The hallmarks of the GTA series are all present, from the way the story is structured, to the explosive set pieces, use of stereotypes and humorous observations.
And while we would be hesitant to say that this is a more mature Grand Theft Auto, it's certainly a new high for a series that has grown in confidence with each new instalment.
With a great cast, a huge list of missions and activities, some novel new gameplay additions and one of the most stunning environments we've ever explored, Grand Theft Auto 5 is a masterpiece and a hugely impressive technological achievement.
Polygon 9.5/10Quote:
GTA 5 is a bridge between games' present and the future
Rockstar has expanded and improved upon so much of what's special about video games as mainstream spectacles, from the playful use of characters to the refined take on world design. The developer's progress makes the aspects of the game left in cultural stasis — the poorly drawn women, the empty cynicism, the unnecessarily excessive cruelty — especially agitating.
It's fitting that the game arrives at the cusp of the next generation of consoles. Grand Theft Auto 5 is the closure of this generation, and the benchmark for the next. Here is a game caught occasionally for the worst, but overwhelmingly for the better, between the present and the future.
Joystiq 4.5/5Quote:
Grand Theft Auto 5 is an ambitious game, attempting to meld three very different characters together to tell one encompassing story of survival in what amounts to the worst place in America. That story stumbles, but the open-ended gameplay remains a showpiece for the vast amount of content that can be poured into a virtual world.
Destructoid 9/10Quote:
Grand Theft Auto V is both a reflective and deflective game, diving into the heart of the GTA series with more than a few subtle things to say about itself. Michael is tired, and old, and wants to change, but he can't, and eventually he grows to accept and even enjoy that. Franklin is smarter than his surroundings, dreaming big but held back by old fashioned ideas. Trevor is hilarious, surprising, and a disgusting degenerate. All three characters, in their respective ways, feel representative of the Grand Theft Auto series as a whole, and contribute to making GTA V what it is -- the ultimate culmination of Rockstar's beloved and despised series. Personally, I think that's a fine thing to be.

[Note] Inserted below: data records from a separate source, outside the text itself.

PR #372, opened 2017-05-01
Add `three_d_secure` accessors on Card model

### LINKED ISSUE #371: No three_d_secure attribute on the Card object
According to the docs the Card object should have a three_d_secure attribute.

https://stripe.com/docs/api#card_object-three_d_secure
https://stripe.com/docs/testing#3ds-cards

I have looked around the code and it doesn't seem like that is being exposed anywhere in the stripe-java API.  Am I missing something or is this an oversight.

I would switch over to the Source api (rather than creating Cards) however I can't see how to add a Source to a Customer so that option seems out as well.

brandur-stripe:
Adds missing `three_d_secure` accessors on the Card mode. They're supposed to have been there for a while now, and it's just an oversight that they're currently missing.

Fixes #371.

[1] https://stripe.com/docs/api#card_object-three_d_secure

r? @ob-stripe

### DIFF
--- a/src/main/java/com/stripe/model/Card.java
+++ b/src/main/java/com/stripe/model/Card.java
@@ -34,6 +34,7 @@ public class Card extends ExternalAccount {
 	String name;
 	String recipient;
 	String status;
+	ThreeDSecure threeDSecure;
 	String tokenizationMethod;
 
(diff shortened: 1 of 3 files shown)


ob-stripe:
lgtm!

Gamekult 9/10Eurogamer 9/10Quote:
GTA5 may not be the Hollywood-beating crime story it wants to be, then, but it's the best video game it's ever been, and I'll take that.
Gamespot 9/10Quote:
GTA V is an imperfect yet astounding game that has great characters and an innovative and exciting narrative structure, even if the story it uses that structure to tell is hobbled at times by inconsistent character behavior, muddled political messages and rampant misogyny. It also raises the bar for open-world mission design in a big way and has one of the most beautiful, lively, diverse and stimulating worlds ever seen in a game. Your time in Los Santos may leave you with a few psychological scars, but you shouldn’t let that stop you from visiting.
Escapist 3.5/5Quote:
If only the morally reprehensible script written by Dan Houser lived up to the achievements in game-making that Grand Theft Auto V otherwise embodies, it would be not just the game of the year but of the decade. Unfortunately, you can only hear a character say "&^%@ you, Mother&*^%er" so many times before it starts to grate on you. You can only embody a vicious psychopath a short time before it becomes boring, at best, and soul-crushing, at worst. Forcing players to murder people, not in a gamey "I killed you to complete a goal" way that defines this medium, but in a terrorizing and demeaning way, is not what will make videogames great. Rockstar had a chance to elevate, and they wasted it on portraying characters you don't want to spend five minutes with, let alone the hours it would take to play through the game's story.